Korean Financial Authorities Tackle Concerns Regarding Potential Cryptocurrency Delistings
The Financial Supervisory Service (FSS) of Korea has addressed apprehensions surrounding widespread altcoin delistings, clarifying its limited role in the matter. As reported by EBN, the FSS emphasized that it does not directly oversee the review process for virtual asset listings. While the financial authorities contributed to setting listing standards, they do not engage in direct reviews.
Panic Selling in South Korea Amid Delisting Rumors
Investors in South Korea are in a state of unease due to the impending implementation of the new Virtual Asset User Protection Act, scheduled for July. According to Daehan Kyungjae, regulatory bodies will commence evaluating transaction support for approximately 600 coins on virtual asset exchanges starting next month. The Act, slated to become effective on July 19, mandates compliance with its provisions by fiat KRW-trading platforms such as Upbit, Bithumb, Coinone, Korbit, and Gopax. This regulatory development has spurred panic selling among investors, driven by fears of potential altcoin delistings.
Reports suggest that around 16 altcoins are rumored to face delisting from the won-based market by June next year. This speculation has resulted in a significant downturn, with nearly half of the coins listed on Upbit’s won market witnessing drops in value ranging between 10-20%.

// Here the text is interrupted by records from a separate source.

PR #206, opened 2024-04-24
Turned pydantic into a weak dependancy

AlexandreAdam:
# Hot Fix

Turning `pydantic` into a weak dependency.

### DIFF
--- a/.github/workflows/ci.yml
+++ b/.github/workflows/ci.yml
@@ -52,7 +52,7 @@ jobs:
       - name: Install dependencies
         run: |
           python -m pip install --upgrade pip
-          pip install pytest pytest-cov torch wheel
+          pip install pytest pytest-cov torch wheel pydantic
 
       # We only want to install this on one run, because otherwise we'll have
       # duplicate annotations.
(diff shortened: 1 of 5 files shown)


ConnorStoneAstro:
Since pydantic isnt a req anymore, you'll need to modify the github action scripts to manually install pydantic so that the tests run

AlexandreAdam:
I've added pydantic to the CI workflow, I'll need to iterate with the automatic testing because I'm not sure if it's enough

AlexandreAdam:
Good catch, although to address this I need to change a few more things. I need to make sure the file with pydantic import is not part of the Caustics root import, and is only imported in the function that requires it, which is in the simulator I believe

AlexandreAdam:
Correct me if I am wrong, but I think the approach I took solve the problem. The only thing exposed to the root level imports is build_simulator, so I made sure all the import statements related to Pydantic were used only inside the function definition. As such, Pydantic is now made a weak dependency. Caustics should attempt to import it only if build_simulator is called

ConnorStoneAstro (approved):
Looks good to me! the imports should only happen when calling build simulator

Issue #139, opened 2023-12-28
Multipole expansions


mjyb16:
Is there a plan for adding multipole expansion parameters to lenses? I don't see any mentions of multipole capability at the moment in the codebase or the docs.

ConnorStoneAstro:
Hmmm, could you describe more of what you are looking for here? Is there a reference where this is done? For a lot of lenses they are quite simple to evaluate and a multipole expansion would probably just increase the computational graph. An exception might be the `NFW` and `TNFW` lenses which are a bit of a pain right now. Or are you thinking of a new lens class that is just a multipole expansion up to a certain order and can take arbitrary values?

AlexandreAdam:
Multipole should be an additional lens class. The external convergence is a very special case of a multipole extension, since it is the zeroth moment of the multipole expansion of the external convergence. 

A good reference on the subject is [Schneider & Bartelmann (1997)](https://articles.adsabs.harvard.edu/pdf/1997MNRAS.286..696S), but one can find also a more modern treatment in [Bernstein & Nakajima](https://iopscience.iop.org/article/10.1088/0004-637X/693/2/1508/pdf). 

Note that Yashar's [SDP.81 paper](https://arxiv.org/abs/1601.01388) found that multiples were very important in the detection of substructure. He gives a simple definition of the multiple expansion of the convergence in polar coordinates
```math
\kappa(r, \theta) = \left(\frac{r}{r_s}\right)^\alpha [A_m \cos (m \phi) + B_m \sin(m \phi)]
```
In his paper he describes that the logarithmic slope $\alpha$ is shared with his main lens parameters and he chooses $r_s$ based on the size of his lens (?).

ConnorStoneAstro:
closed by #215

PR #215, opened 2024-05-29
feat: add multipole lens profile

andreasfilipp:
adresses issue #139 

coauthor: @RonanLegin 

**Multipole Gravitational Lensing Module**

This Python module, part of a larger gravitational lensing library, provides functionality to simulate and analyze multipole gravitational lensing effects. It is designed to integrate seamlessly with PyTorch and offers detailed implementations for calculating deflection angles, lensing potentials, and convergence based on multipole expansions.

**Features**
Gravitational Lensing Calculations: Compute deflection angles, potentials, and convergence for multipole gravitational lenses.

**Documentation**
Refer to the docstrings within the code for detailed usage and examples. Equations used for the calculations are referenced from "Xu et al. 2014" (https://arxiv.org/pdf/1307.4220).

### DIFF
--- a/src/caustics/lenses/func/multipole.py
+++ b/src/caustics/lenses/func/multipole.py
@@ -37,6 +37,8 @@ def reduced_deflection_angle_multipole(x0, y0, m, a_m, phi_m, x, y):
 
     phi = torch.arctan2(y, x).reshape(1, -1)
     m = m.reshape(-1, 1)
+    a_m = a_m.reshape(-1, 1)
+    phi_m = phi_m.reshape(-1, 1)
     ax = torch.cos(phi) * a_m / (1 - m**2) * torch.cos(m * (phi - phi_m)) + torch.sin(
         phi
     ) * m * a_m / (1 - m**2) * torch.sin(m * (phi - phi_m))
@@ -83,9 +85,11 @@ def potential_multipole(x0, y0, m, a_m, phi_m, x, y):
 
     """
     x, y = translate_rotate(x, y, x0, y0)
-    r = torch.sqrt(x**2 + y**2)
+    r = torch.sqrt(x**2 + y**2).reshape(1, -1)
     phi = torch.arctan2(y, x).reshape(1, -1)
     m = m.reshape(-1, 1)
+    a_m = a_m.reshape(-1, 1)
+    phi_m = phi_m.reshape(-1, 1)
 
     potential = r * a_m / (1 - m**2) * torch.cos(m * (phi - phi_m))
     potential = potential.sum(dim=0).reshape(x.shape)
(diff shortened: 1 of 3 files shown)


andreasfilipp:
the convergence test for some reason does not pass. I do not know why

src/caustics/lenses/multipole.py
```diff
@@ -0,0 +1,228 @@
...
+
+        y_component: Tensor
+            Deflection Angle
+
+            *Unit: arcsec*
+
+        Equation (B11) and (B12) https://arxiv.org/pdf/1307.4220, Xu et al. 2014
+
+        """
+        return func.reduced_deflection_angle_multipole(x0, y0, m, a_m, phi_m, x, y)
```
ConnorStoneAstro, line 126: Could you make this go over a loop in the `self.m` values and add the contributions? Could even vmap it.

src/caustics/lenses/multipole.py
```diff
@@ -0,0 +1,228 @@
...
+        -------
+        Tensor
+            The lensing potential.
+
+            *Unit: arcsec^2*
+
+        Equation (B11) and (B3) https://arxiv.org/pdf/1307.4220, Xu et al. 2014
+
+        """
+        return func.potential_multipole(x0, y0, m, a_m, phi_m, x, y)
```
ConnorStoneAstro, line 177: same loop in `self.m`

src/caustics/lenses/multipole.py
```diff
@@ -0,0 +1,228 @@
...
+        -------
+        Tensor
+            The projected mass density.
+
+            *Unit: unitless*
+
+        Equation (B10) and (B3) https://arxiv.org/pdf/1307.4220, Xu et al. 2014
+
+        """
+        return func.convergence_multipole(x0, y0, m, a_m, phi_m, x, y)
```
ConnorStoneAstro, line 228: same loop in `self.m`

src/caustics/models/utils.py
```diff
@@ -48,7 +48,7 @@ def _get_kwargs_field_definitions(
         if k != "name":
             anno = v.annotation
             dtype = anno.__origin__
-            cls_param = ClassParam(*anno.__metadata__)
+            cls_param = ClassParam(*anno.__metadata__)  # gooooo
```
ConnorStoneAstro, line 51:
```suggestion
            cls_param = ClassParam(*anno.__metadata__)
```

ConnorStoneAstro (changes requested):
Some minor changes, and one bigger change. Could you make it so that the user passes `m` as a tuple of which multipole orders they want? Then the individual functions can loop over that tuple and add the contributions from each multipole order.

Also can you add the multipole class to the `test_lens_potential.py` unit test? It doesn't look like its in there although I thought I saw you running that test

PR #217, opened 2024-06-08
feat: Added pixelated cube with time dimension

ConnorStoneAstro:
Same as `Pixelated` source, except it is now indexed by x, y, t to allow for time varying sources


AlexandreAdam (approved):
This looks good to me

PR #218, opened 2024-06-08
feat: Add microlensing flux simulator

ConnorStoneAstro:
New simulator class evaluates a number of raytraces and then produces an estimate of the flux, includes an estimate of the uncertainty on the flux.


ConnorStoneAstro:
@AlexandreAdam I have now add the `Literal` type annotation for the method argument

PR #319, opened 2020-10-20
312 change required ui for fields

carsoli:
### Changes:
- removed `requiredLabel` from translation context (breaking change)
- removed requiredLabel from UI (i.e. no longer show `(Required)` next to label of required fields
- show `*` instead ^
- make the asterix go red with validation when a field is required and empty
- add validation icon next to the error msg (Yoco.Icon.CIRCLE_CROSS for error messages, and Yoco.Icon.CIRCLE_CHECK for success messages and Yoco.Icon.CIRCLE_ATTENTION for warning messages)
---
### Functional Testing
1. `git pull --rebase`
2. `yarn run watch` should build and serve the docs
3. go to components/form-fields, change the field switch `isOptional` to be false (i.e. make field required)
4. then if the field is empty, the asterix should be red and there should be a custom error state (not the msg that the field is required)
5. type in the field, the asterix should be grey again and the validation msg gone
6. if you hide validation with the relevant switch, the asterix should still show in grey
7. try to change the validation state to `warning` and `success` as well and see how the icon to the left of the msg shows

### DIFF
--- a/packages/kotti-ui/source/next/kotti-field/KtField.vue
+++ b/packages/kotti-ui/source/next/kotti-field/KtField.vue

FSS’s Indirect Role in Listing Reviews
The Virtual Asset Supervision Department of the FSS clarified, “The mentioned content was supplementary material submitted to the National Assembly during the legislation of the Virtual Asset Law.” The department further explained, “During that period, there was a request within the National Assembly for the Financial Supervisory Service to assist in establishing a unified listing standard for exchanges.”
“The financial authorities conduct inspections of virtual asset operators but do not directly engage in product reviews. Our role was advisory during the formulation of best practices, a collaborative effort where exchanges and DAXA will make official announcements,” the statement continued.
An official from a domestic won-based exchange noted that the new trading support standards aim to consolidate review criteria previously managed individually by each exchange into a cohesive framework. The official expressed confidence that potential mass delistings would unlikely harm consumers, stressing that the new practices are not anticipated to cause significant disruptions for investors.